I see, so whitespace is syntactically important. In this case, you have a couple of options:

  1. You can define your own WHITE_SPACE token to be used in your lexer and parser definitions instead of lexing the WHITE_SPACE pattern as TokenType.WHITE_SPACE. You’d have to update all of your parser rules to decide where whitespace is explicitly allowed (roughly something like this example: private simple_command ::= COMMAND_NO_PARENS WHITE_SPACE+ [(expr (COMMA expr)*)]).

  2. You can let Grammar-Kit continue to handle whitespace and handle invalid whitespace at the Annotator layer. This is probably the better approach since it would be trivial to include a quick-fix with the error annotation to remove the offending space. This approach should also work better with a formatter since the invalid spaces won’t break your PSI tree. You’d basically be looking for PsiWhitespace elements in relevant locations and annotating them like in the linked example.

Regarding your comment that my lexer should be focused on the code structure/syntax, do you mean that I should replace the big command list with a simple regex, which matches all the current commands, and then explicitly mention the commands in my BNF file? In that case I have finer control over what kind of arguments gets passed and how much, for example.

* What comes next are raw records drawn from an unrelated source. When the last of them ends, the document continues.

PR #13667, opened 2021-11-11
Bump timeout for installer tests with LibyuiClient

OleksandrOrlov:
Tests failed on some systems when a lot of packages were installed,
because the installation takes more then 60 seconds.

The commit increases timeout to avoid that issue.

- Related ticket: https://progress.opensuse.org/issues/101957
- Verification run: https://openqa.suse.de/tests/7649112


jknphy:
I missed completely that we don't use a default timeout, we always set it, good that you found it.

I think this is where my lack of full knowledge of ti-basic makes it hard give useful advice. It’s entirely possible that what you’re doing with the big list of commands is fine for this language given its limited scope. It also doesn’t help that my prior experience is configuration languages rather than programming languages. If it’s working as intended, I probably wouldn’t recommend messing with it.